Little Lever
- Full name: Little Lever Football Club
- Nickname: the Leveritess
- Founded: 1889
- Dissolved: 1901?
- Ground: Queen Anne Hotel
- Secretary: 1891: Walter Ashurst 1898: J. W. Sunderland
| Home colours |

= Little Lever F.C. =

Defunct association football club

Little Lever F.C. was an association football club from Little Lever, Lancashire, active in the 19th century.

==History==

The club was founded out of the Little Lever Cricket Club, one of whose members - Matthew Fletcher, a director of a colliery and chairman of Little Lever District Council - was "determined to make the Little Lever Football Club a success". Another of the club's founders, John Hayward, was an original shareholder in the Bolton Wanderers limited company.
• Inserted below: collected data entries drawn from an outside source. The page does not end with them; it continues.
PR #256, opened 2020-01-27
Fix directories not showing up with fileExtensionMatch

Yvee1:
The fileExtensionMatch function is described as:
>A filter that matches any directory regardless of name, or any regular file with the specified extension.

The first part doesn't seem to work, only files with the specified extension show up. This pull request should fix it.

Love the library and documentation by the way, thanks for your work.

### DIFF
--- a/src/Brick/Widgets/FileBrowser.hs
+++ b/src/Brick/Widgets/FileBrowser.hs
@@ -778,5 +778,6 @@ fileTypeMatch tys i = maybe False (`elem` tys) $ fileInfoFileType i
 -- argument of @"xml"@ would match regular files @test.xml@ and
 -- @TEST.XML@ and it will match directories regardless of name.
 fileExtensionMatch :: String -> FileInfo -> Bool
-fileExtensionMatch ext i =
-    ('.' : (toLower <$> ext)) `isSuffixOf` (toLower <$> fileInfoFilename i)
+fileExtensionMatch ext i = case fileInfoFileType i of
+    Just RegularFile -> ('.' : (toLower <$> ext)) `isSuffixOf` (toLower <$> fileInfoFilename i)
+    _ -> True
--- a/src/Brick/Widgets/FileBrowser.hs
+++ b/src/Brick/Widgets/FileBrowser.hs
@@ -779,5 +779,10 @@ fileTypeMatch tys i = maybe False (`elem` tys) $ fileInfoFileType i
 -- @TEST.XML@ and it will match directories regardless of name.
 fileExtensionMatch :: String -> FileInfo -> Bool
 fileExtensionMatch ext i = case fileInfoFileType i of
+    Just Directory -> True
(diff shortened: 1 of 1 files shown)


jtdaugherty:
Thanks for the patch! That was indeed a bug.

The new behavior is a little different than what's documented, because it means that even devices, symlinks, etc. will get matched regardless of name. I'm not sure that was the intent of the original function. It probably should be something like:
```
If directory -> True
If regular file -> apply pattern match
otherwise -> False
```
What do you think?

jtdaugherty:
As I think about it more, it should probably also permit symlinks that point to directories. My intention for this matcher was to allow directory traversal while only showing regular files that might be interesting based on extension. For that, the `fileInfoLinkTargetType` holds the target type.

Yvee1:
I agree, so then 
```
If directory -> True
If regular file -> check file extension
If symlink -> apply function recursively
otherwise -> False
```

Yvee1:
Nevermind, you only get the TargetType, not the FileInfo from a symlink.

jtdaugherty:
The symlink case would just be to make it possible to descend into a *directory* if that's the target of a symlink, not to support matching the file target. So:
```
If directory -> True
If regular file -> check file extension
If symlink and the symlink points to a directory -> True
otherwise -> False
```

Yvee1:
Okay, so a symlink to a file matching the given extension is not shown?

jtdaugherty:
> Okay, so a symlink to a file matching the given extension is not shown?

Yes, that's right. My reasoning: the filename to match is the name of the symlink, not its target, since the name of the link is of more significance. But if it's a directory, then the name is unimportant since the main goal for that case is to support traversal of the directory tree.

src/Brick/Widgets/FileBrowser.hs
```diff
@@ -779,5 +779,10 @@ fileTypeMatch tys i = maybe False (`elem` tys) $ fileInfoFileType i
 -- @TEST.XML@ and it will match directories regardless of name.
 fileExtensionMatch :: String -> FileInfo -> Bool
 fileExtensionMatch ext i = case fileInfoFileType i of
+    Just Directory -> True
     Just RegularFile -> ('.' : (toLower <$> ext)) `isSuffixOf` (toLower <$> fileInfoFilename i)
-    _ -> True
+    Just SymbolicLink -> case fileInfoLinkTargetType i of
+        Nothing -> error "impossible"
```
jtdaugherty: I'm not entirely sure this case is impossible. It could be that the link destination could not be read due to permissions issues, so I think this case should result in `False`.

Yvee1: Oh okay I didn't think of that. It should be correct after that second commit I did then.

jtdaugherty: Ah, thanks - I didn't look ahead to the next commit. Thanks!

jtdaugherty:
Thank you!

jtdaugherty:
This change is now released in `0.51`.

Issue #257, opened 2020-01-31
get CircularList from FocusRing


4eUeP:
I want to add `FocusRing` to instance of `ToJSON`:

```hs
instance (ToJSON n) => ToJSON (FocusRing n) where
  toJSON ring = ...
```

but cant get the internal `CircularList` by `FocusRing`, because the lack of exporting data constructor `FocusRing`. Should this be exported?

Or providing a function: `FocusRing n -> [n]` ?

jtdaugherty:
Yes, I'd be okay with adding a new function `focusRingToList :: FocusRing n -> [n]`. That, combined with `focusGetCurrent`, `focusSetCurrent`, and `focusRing`, should provide enough of an API to be useful with `ToJSON` and `FromJSON`. How does that sound?

4eUeP:
Sounds good, I think I can implement this :) 
(will open a pull request later if you'd accept)

jtdaugherty:
Great!

jtdaugherty:
This change is now released in `0.51`.

PR #258, opened 2020-02-01
Focus: add focusRingToList function

4eUeP:
Provide a function which can convert FocusRing to Haskell List.

(N.B. the order of the result may different from the original list given to `Brick.focusRing`)

Fixes: https://github.com/jtdaugherty/brick/issues/257


jtdaugherty:
Thanks!

PR #271, opened 2020-05-10
Support Home and End keys in the editor

romanofski:
This adds handlers to support pressing Home and End keys to jump to the
beginning as well as the end. The keys are typically supported by almost
all text input widgets and now provided by Brick as well.


romanofski:
I've noticed the missing handlers recently and first thought adding it to Purebred. However that seems to be better suited to be generally supported by Brick, unless you think otherwise :)

jtdaugherty:
Thanks for the patch!

PR #375, opened 2025-03-28
Fix issue #374

### LINKED ISSUE #374: Specifying pointings_dtype in scan_map_in_observations
Hi all,

I noticed something which is not really a bug but may eventually lead to problems.

When we call scan_map_in_observations, if we have not precomputed the pointings, it will compute them ([line 365](https://github.com/litebird/litebird_sim/blob/8baa320c8ec20c393cfa6b6a486c8e62336e20f9/litebird_sim/scan_map.py#L365)). However, it computes them without giving a value for pointings_dtype, which means it will compute them with the default single precision. 

I was running a simulation where I precomputed the pointings in double precision, and when I removed this precomputation, I noticed that the result maps were different. This shouldn't happen because precomputing the points should only be a matter of gaining time, and it should not yield a different result. Of course if we precompute the pointings in single precision, everything is ok.

Is there a reason for it to be like this? If not, my suggestion would be to add the pointings_dtype as an argument to scan_map_in_observations so that we can use it when calling get_pointings inside that method, so that we can be sure that we can control the precision independently of precomputing the points before the scanning or not.

mj-gomes:
Fixes #374.

It should be working correctly. Now we are able to define specifically pointings_dtype  when we call the following methods:

**in scan_map.py ->** scan_map_in_observations(), scan_map()
**in dipole.py ->** add_dipole_to_observations() and add_dipole()
**in mapmaking/destriper.py ->** make_destriped_map()
**in mapmaking/binner.py ->** make_binned_map()

I tried the scan_map_in_observations in the simulation in which I had noticed this issue and this change seems to be working. I actually never used the other methods so, for us to be sure, @anand-avinash if you can please try for a simulation that uses the mapmaking ones, and @paganol for the dipole ones, and confirm that there are no problems, it would be perfect. Thank you in advance!

### DIFF
--- a/docs/source/beam_convolution.rst
+++ b/docs/source/beam_convolution.rst
@@ -92,6 +92,7 @@ as demonstrated in the following example:
         blms,
         input_sky_alms_in_galactic=True,
         convolution_params=Convparams,
+        pointings_dtype=np.float32,
     )
 
     for i in range(obs.n_samples):
@@ -304,6 +305,7 @@ For a single-task execution, refer to the following example:
                      beam_alms=blms,
                      convolution_params=Convparams,
                      input_sky_alms_in_galactic=True,
+                     pointings_dtype=np.float32,
                      nthreads = 0)
 
 
--- a/litebird_sim/beam_convolution.py
+++ b/litebird_sim/beam_convolution.py
@@ -195,7 +195,7 @@ def add_convolved_sky(
     input_beam_names: Union[str, None] = None,
     convolution_params: Optional[BeamConvolutionParameters] = None,
     input_sky_alms_in_galactic: bool = True,
-    pointings_dtype=np.float32,
+    pointings_dtype=np.float64,
     nthreads: int = 0,
 ):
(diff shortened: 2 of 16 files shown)


mj-gomes:
I used single precision as the default because that's what was done before. If we decide to change to double, please tell me!

paganol:
Hi @mj-gomes, everything looks good to me. Thanks! 
I've added the same parameter to the beam convolution code and to the high level interface in the class `Simulation`.
Regarding your question, following what @mreineck said I would move to pointing in double.

anand-avinash:
Thanks @mj-gomes, everything looks good to me!

mj-gomes:
Thank you @paganol and @anand-avinash. I changed to default double precision and had to add the pointings_dtype specification also to the beam_convolution.rst file, because of the strict_typing, so that the tests pass.

I will merge this and close the issue. If someone notices some place that we missed in lbs where this should be applied, please reopen this issue.

PR #379, opened 2025-04-23
Update plot_fp.py for the new imo

mj-gomes:
Hi! 

This PR aims to update the plot_fp.py for the structure of the new imo, and the fact that there is no longer a choice between different telescopes. It also updates the fields of DetectorInfo shown next to the plot when selecting a detector.

I tested it locally and it seems to be working fine. The detectors positions correspond (simmetrically) to the center of the used wafers in the current configuration for option1M. Below you can compare the plot and the corresponding configuration given by the optics team.

image

image

### DIFF
--- a/litebird_sim/detectors.py
+++ b/litebird_sim/detectors.py
@@ -150,8 +150,9 @@ class DetectorInfo:
              for the mapmaking. It allows to have a non-ideal HWP in the solver.
              The default is None (i.e. no HWP)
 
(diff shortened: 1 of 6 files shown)


ziotom78:
Great, thank you for having updated this code!

mj-gomes:
Merged. The symmetry that we see is a bit strange, but it must be a problem with the quaternions in the IMo, we are looking into it right now. It should not affect the plot_fp code, so I am merging it.

PR #383, opened 2025-04-30
Downgrade ducc0 from 0.35.0 to 0.34.0

ziotom78:
This PR downgrades the dependency on ducc0 from 0.35.0 to 0.34.0, as I and @paganol have discovered that ducc 0.35.0 prevents MPI_AllReduce from working correctly on the CINECA Galileo100 machine when running a script to create a map from the TODs of 48 processes.


mreineck:
Two initial ideas to investigate this:
- try if the problem still occurs with `ducc` 0.37.1
- build the smallest possible reproducer, compile with full debugging symbols and run it under `valgrind`. I'm not sure how helpful this will be, however, since `numba` etc. could generate a lot of false positives.

mreineck:
In the meanime I'll run the entire `ducc` testsuite under `valgrind`, let's see if that turns up something.

ziotom78:
>     * try if the problem still occurs with `ducc` 0.37.1

I and @paganol already tested this, and the problem is still present in 0.37.1.

>     * build the smallest possible reproducer, compile with full debugging symbols and run it under `valgrind`. I'm not sure how helpful this will be, however, since `numba` etc. could generate a lot of false positives.

Compiling ducc with debug information @ CINECA is not trivial, as it complains that pybind11 is missing. Meanwhile, I am just running Valgrind on the official duck 0.35.0 package provided by PyPI, but I am not seeing warnings caused by `ducc0.*.so`.

mreineck:
If `ducc0` isn't causing `valgrind` messages, I really don't know how it can confuse the system in a way that MPI no longer works ... sorry, I'm at a complete loss here. :-(

mreineck:
Which parts of `ducc0` does the failing code use?
Grepping through the LBS sources, I mainly see usage of `ducc0.healpix.Healpix_Base`, `ducc0.totalconvolve`, some FFT calls and `PointingProvider`. If we could narrow down the problematic component, I can try to read the source diffs between 0.34 and 0.35.

mreineck:
Thanks for the information! I *think* this must be related to my changes to `PointingProvider`, which allow cyclic repetition of the provided pointings. I don't have very many test cases for that part of the code, so with a bit of luck it's in there.

mreineck:
I have been staring at the diffs for quite soe time now, and the most likely reason for the breakage seems that I switched the vectorization classes (`simd.h`) from something homegrown to something that is provisionally accepted for the C++ standard and available in both `gcc` and `clang`.
I can switch between the new and the old version via compiler flags, and I can try to provide a binary wheel. Still, direct compilation on Cineca would probably be beneficial, at least in the longer term.

Issue #387, opened 2025-05-13
Function for nullifying TODs


paganol:
We should add a small function in the simulation class for nullifying the TODs

PR #389, opened 2025-05-13
Nullifying functions in `Simulation`

paganol:
This PR addresses #387


litebird_sim/simulations.py
```diff
@@ -1167,6 +1167,38 @@ def describe_mpi_distribution(self) -> Optional[MpiDistributionDescr]:
...
+        AttributeError
+            If an observation does not have the specified component.
+        """
+        for i, cur_obs in enumerate(self.observations):
+            if not hasattr(cur_obs, component):
+                raise AttributeError(
+                    f"Observation {i} does not have attribute '{component}'"
+                )
+
+            tod = getattr(cur_obs, component)
```
ziotom78, line 1195: This can be rewritten more idiomatically as:

```python
try:
    tod = getattr(cur_obs, component)
except AttributeError:
    raise AttributeError(f"Observation {i} does not have attribute '{component}'")
```

because `getattr` already raises an `AttributeError` exception is `component` does not exist within `cur_obs`.

ziotom78:
Great! It would be nice to add an MPI test in `test_mpi.py` so that we are sure that the code works even when multiple processes are used.

PR #395, opened 2025-05-20
Save tod hwp sys

mj-gomes:
This is an intermediate PR (in the sense that the [this PR](https://github.com/litebird/litebird_sim/pull/386)) will have bigger changes to the hwp_sys.py code.

This one brings together everything needed for the simulations in the hackaton, including the non-linearity coupling with hwp_systematics, and the option to save the TOD as a .npy file to use with external mapmakers.


mj-gomes:
Just changed the hwp_sys.py code so that (only) compute_signal_for_one_detector has @njit(parallel=True), following the conclusion of the discussion [#366](https://github.com/litebird/litebird_sim/discussions/366#discussion-8012304).

mj-gomes:
Ready to merge!

ziotom78:
Wow, this has been a lot of work! @mj-gomes, @silviamich, can this be merged now?

test/test_nonlinearity.py
```diff
@@ -1,8 +1,38 @@
...
+
+    bytesobj = (str(input_str) + str(user_seed)).encode("utf-8")
+
+    hashobj = hashlib.md5()
+    hashobj.update(bytesobj)
+    digest = hashobj.digest()
+
+    return int.from_bytes(bytes=digest, byteorder="little")
+
+
```
ziotom78, line 35: This was already defined in `litebird_sim/non_linearity.py`. Is it a cut-and-paste error?

mj-gomes: Oh, I just seen this. I don't know, I will leave this answer to @silviamich.

ggalloni:
I was having a look at the seeding of the non-linear part. 

Being exactly equal to the gaindrift case, will this introduce a correlation between the two effects? Is this expected?

silviamich:
@ggalloni 
Right, it's true that both effects affect the detector, but in principle, I wouldn't expect this correlation. I didn't think about that. What do you suggest as an alternative seeding? We need something unique for each detector and realization.

mj-gomes:
@ggalloni I think using random seeds would be the best option to overcome that. Because even if we use a different seed for gaindrift than the one for non_linearity, there will still be a correlation, right? It may be high value - low value instead of high value - high value or something else, but using seed e.g. 12345 for gaindrift and 45337 for non_linearity at all times may result in a correlation. I don't know if this makes sense.

If this makes sense, then using a random generator for the seed would solve. However the generation of this "random" hash would have to be uncorrelated as well, or we would have the exact same problem. The generation of the seed should be done with a generator that does not take a seed as input. Some of them use the current date & time, and I suppose the two methods will never be called exactly at the same time. Even if the script is exactly the same, I suppose there are generators for which a difference of a milissecond can completely change the generated hash, so I suppose they should always have uncorrelated random seeds.

mj-gomes:
> Is this what is happening now? It is not, right? If so, OK, maybe the two things are actually uncorrelated, but then we lose reproducibility...

Oh sorry, I did not think about reproducibility. In that case my suggestion is indeed no good. If the generator defined within the simulation ensures this, it is for sure the best option.

silviamich:
> @silviamich @mj-gomes (@anand-avinash), could you remind me why we cannot simply use the generator defined within the simulation itself? If we always use that, we should ensure reproducibility while avoiding correlations, cause every time the generation is used, it should increase the seed somehow.

Because we need a different seed for each detector. If we use the simulation seed (which will be a different one for each realisation I guess) then we have the same value for each detector, which is not what we want to simulate

mreineck:
Hi all,

I'm just reading up on this, so I'm sorry if I'm mentioning something you have already discussed and dismissed...

Generally, if you want to generate many different independent sub-RNGs from a "master" RNG, I strongly recommend looking at `numpy.random.SeedSequence` and its functionality. This is a well-thought-out design and should be pretty mature by now. If possible, I'd prefer this over self-implemented alternatives.

anand-avinash:
I agree with @mreineck's comment as well. What we should now implement is a function (using numpy's SeedSequence) that is capable to produce different generators based following parameters:

1. MPI rank
2. detector property
3. systematic effect

This is to ensure that we can generate sequence of random numbers on each MPI process which is:

1. reproducible
2. independent of other generators
3. unique to a detector or a group of detectors (common-mode example) for a given systematic effect (to avoid possible correlation between two systematics, as pointed by @ggalloni)

In any case, we can discuss this more in the PR #414 and merge this PR if everyone agrees.

mj-gomes:
I was testing the MPI parallelization after all these changes and just confirmed, as I feared, that the code doesn't work for all cases (it works for n_blocks_det > 1 if n_blocks_time == 1, and for  n_blocks_time > 1 if there is only one detector). 

The fact that sim.detectors does not get separated into the ranks means that I have to insert new detector attributes into the Observation class (like we do with mueller_hwp or pol_angle_rad) so that I have everything that I need in its correspondent rank after creating the observation blocks.

I am fixing this and since we are in a hurry I hope to have it done by tomorrow.

mj-gomes:
I am getting an error because github is trying to perform the mpi test I just created using 1 process. I did what @anand-avinash suggested and included the command to use 4 cpus with openmpi and mpich but it is also doing it sequencially which in this case will not work.

Is there a way to avoid this in github test definitions or should I change the code so that if MPI is not enabled, it does not set n_blocks to avoid the error ?

ziotom78:
> I am getting an error because github is trying to perform the mpi test I just created using 1 process. I did what @anand-avinash suggested and included the command to use 4 cpus with openmpi and mpich but it is also doing it sequencially which in this case will not work.
> 
> Is there a way to avoid this in github test definitions or should I change the code so that if MPI is not enabled, it does not set n_blocks to avoid the error ?

Hi @mj-gomes, so far, we have implemented MPI tests following this philosophy:

- All the code and the tests should run with an arbitrary number of MPI processes. If there are explicit requirements, these should be checked within the test itself (for instance, this is the case for [`test_observation_tod_two_block_time`](https://github.com/litebird/litebird_sim/blob/9bf014069ca2e9941a108b84fcd3dbf9390234dc/test/test_mpi.py#L223)) instead of relying on the script in the YAML file, because it is clearer. If there is a constraint on the number of processes due to the way the test is designed, it is better to have this check as close as possible to the source code of the test itself.

- MPI tests are always run with one process and N processes, where the actual value of N has been changed several times in the past. Currently, we run it with only two processes to minimize resource consumption in our CI builds.

- New MPI tests should be added within the file `test_mpi.py` and listed in the `main` function at the bottom. We tried several solutions to use PyTest in the past, but none of them were robust enough.

Is your test truly tailored for N=4 processes, or could it be adapted to run with N=2? In the latter case, you could just put an `if` at the beginning of the test and exit if `mpi_size ≠ 2`, and then list this new test in the [`main` function](https://github.com/litebird/litebird_sim/blob/9bf014069ca2e9941a108b84fcd3dbf9390234dc/test/test_mpi.py#L681) of `test_mpi.py`, so that it is executed automatically without patching the YAML file.

mj-gomes:
> Is your test truly tailored for N=4 processes, or could it be adapted to run with N=2? In the latter case, you could just put an `if` at the beginning of the test and exit if `mpi_size ≠ 2`, and then list this new test in the [`main` function](https://github.com/litebird/litebird_sim/blob/9bf014069ca2e9941a108b84fcd3dbf9390234dc/test/test_mpi.py#L681) of `test_mpi.py`, so that it is executed automatically without patching the YAML file.

Hi @ziotom78, thank you for the explanation. This specific test was made to make sure that the previous bug when setting both n_blocks_det and n_blocks_time bigger than 1, which can not be obtained with N=2. However, if it is a problem I can just not insert this test in the repo, and add instead a test in test_mpi.py just for testing the MPI parallelization in hwp_sys.

ziotom78:
> Hi @ziotom78, thank you for the explanation. This specific test was made to make sure that we had no more the previous bug when setting both n_blocks_det and n_blocks_time bigger than 1, which can not be obtained with N=2. However, if it is a problem I can just not insert this test in the repo, and add instead a test in test_mpi.py just for testing the simpler MPI parallelization (either division in time or in det, not both of them at the sime time) in hwp_sys.

Oh, I see. No, then I think this deserves a separate call in the YAML file with N=4, and possibly a separate Python file containing the test. We could then use this new Python file to put all those tests for which N=2 is not enough. (Hopefully, this list of tests will always be very short!)

What do you all think? Does this sound reasonable?

ziotom78:
> Sounds good. But in that case I should still add a if comm.size < 4 with a single block to avoid the current error, right? There is no way to make the test run only for N=4?

Unfortunately, PyTest executes all the files that start with `test_*.py`. There should be a way to tell PyTest to skip some of these, but probably the safest way is to insert the check you suggest (`comm.size < 4`) at the beginning of your test; in this way, the code is clearer to read because the intent is stated explicitly.

mj-gomes:
There is apparently a new problem when github tries to mpirun with 4 cpus.

> 
> There are not enough slots available in the system to satisfy the 4
> slots that were requested by the application:
>   python3
> Either request fewer slots for your application, or make more slots
> available for use.
> A "slot" is the Open MPI term for an allocatable unit where we can
> launch a process.  The number of slots available are defined by the
> environment in which Open MPI processes are run:
>   1. Hostfile, via "slots=N" clauses (N defaults to number of
>      processor cores if not provided)
>   2. The --host command line parameter, via a ":N" suffix on the
>      hostname (N defaults to 1 if not provided)
>   3. Resource manager (e.g., SLURM, PBS/Torque, LSF, etc.)
>   4. If none of a hostfile, the --host command line parameter, or an
>      RM is present, Open MPI defaults to the number of processor cores
> In all the above cases, if you want Open MPI to default to the number
> of hardware threads instead of the number of processor cores, use the
> --use-hwthread-cpus option.
> Alternatively, you can use the --oversubscribe option to ignore the
> number of available slots when deciding the number of processes to
> launch.

I don't know the best way to proceed. Is this worth the change?

mj-gomes:
Thank you @anand-avinash for the fix and everyone who worked on this PR!

I noticed small things in the docs of hwp_sys that I changed. After the tests for that are done, this is ready to merge if everyone agrees.

Issue #314, opened 2024-04-11
read_list_of_observations does not distribute all the information across mpi tasks


paganol:
I'm using `lbs.read_list_of_observations` to read a bunch of observations. Something like this:
```
components = ['tod_wn_1f_30mHz'] 
observations = lbs.read_list_of_observations(
    file_name_list = [path_tod+'LB_'+telescope+'_'+freq+'_obs_rank'+str(i).zfill(4)+'.hdf5' for i in list_of_tods_per_tasks],
    limit_mpi_rank = False,
    tod_fields = components,
    )
```
I can read the observations and everything seems ok. Then when I try to collapse the tods in maps, `lbs.make_bin_map` fails and the issue seems to be related to the fact that `obs.det_idx` is empty in ranks ≠ 0 and, as a consequence, `obs.n_detectors` fails. 

See here.
When I print:
```
print(rank,obs.det_idx,list_of_tods_per_tasks)
```
This is what I get:
```
1 None [2 3]
0 [ 0  1  2  3  4  5  6  7  8  9 10 11 12 13 14 15 16 17 18 19 20 21 22 23] [0 1]
```

paganol:
I tried to reproduce this issue with the current master, and it doesn't seem to be there anymore. I close it. Thanks @ziotom78!

PR #396, opened 2025-05-20
Implement fix for #314

ziotom78:
This PR investigates the cause for issue #314


ziotom78:
Bug #314 is no longer present, but since this PR fixed another bug in the code, we are merging it nevertheless.

PR #397, opened 2025-05-20
Center pointing

paganol:
This PR introduces an optional feature in the beam convolution code to align detector pointings to the centers of their corresponding HEALPix pixels. This adds a nice feature useful for debugging and test. The new option is called `nside_centering` and you can trigger the centering in this way:

```
sim.convolve_sky(sky_alms=alms,
                 beam_alms=blms,
                 convolution_params=Convparams,
                 input_sky_alms_in_galactic=True,
                 nside_centering=64,
                )
```
One possibility is to fold this option in the convolution_params. Let me know what you prefer. 

I've also introduced here some changes in `pointings.py`, in particular in `_get_pointings_array`. Now if `hwp_angle` is passed as a numpy array it supersedes the value retrieved from the observation. This helps in using non ideal HWPs in `scan_map`, `beam_convolution` or in the mapmakers. 

I've also added here a new function of the class `Observation` that triggers the computation of the hwp angle. Before we were forced to compute the entire pointing and select the second field.

Docstrings are there, we need just some documentation, and probably a test for the centered pointing. I'll work on that in the next days.


paganol:
I think we are ready for merging it

Issue #403, opened 2025-05-22
Failing MPI tests hang but do not report any error


ziotom78:
#401 has not solved the problem with MPI tests, because if there is a failure, GitHub does not realize it must stop.

PR #405, opened 2025-05-22
Improve the handling of MPI processes

ziotom78:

The Leverites joined the Lancashire Alliance in 1890, generally finishing in the lower mid-table; in the 1890–91 season, the club's secretary, Walter Ashurst, undertook refereeing duties for a top of the table clash between Leigh Association and Hindley, but after disallowing two Hindley goals for offside, was attached by 400 of the visiting supporters, having to escape to a private house.

In 1894–95, the club rose to 5th place, and indeed was in the running for second place before a late run of defeats. This prompted the club to apply to join the Lancashire Combination from the 1895–96 season, and the club was accepted as a member, alongside (among others) the former Football League side Accrington. The club finished its first season in a respectable 10th out of 14 clubs, Accrington resigning during the season.

However, Matthew Fletcher had died in early 1896, and the spark went out of the club; the club was also not helped by having to change its ground in November 1896, the resulting lack of facilities dropping its paid crowds to 300. It pulled out of the Comnbination in February 1897 while lying 14th in the 16 team table, with 6 wins in 19 matches, and was reported as being defunct, but the club was promptly revived in the Central Lancashire League for the 1897–98 season. The club found success at this lower level, winning the Dr Parks Senior Cup in 1897–98 and 1898–99 by beating Black Lane Temperance and Blackrod in successive finals.

The Central Lancashire League however disbanded after the 1900–01 season, after only four clubs (Little Lever, Heywood United, Black Lane, and Bolton St Luke's) attended the annual general meeting, to find merger talks with a Bolton league had failed. The club appears to have disbanded, with replacement clubs Little Lever Rovers and Little Lever St Matthews taking over the association berth in the town.

==Colours==

The club's colours were blue and white.

==Ground==

The club originally played at the cricket ground behind the Queen Anne Hotel, near Bradley Fold railway station, but in August 1894 moved to a "splendid" and "much superior" field at Lord Street. However the club was only able to use it for a couple of seasons, being forced to go back to the old ground in November 1896, despite its non-use for two years.

==Notable players==

One Leverite went on to play for the England national football team; inside-right Dan Cunliffe, for whom Little Lever was his first club, playing for the Leverites in the 1892–93 season. In 1900 he became the first Portsmouth F.C. player to gain England honours.

Bethell Robinson played for the club in the 1890–91 season.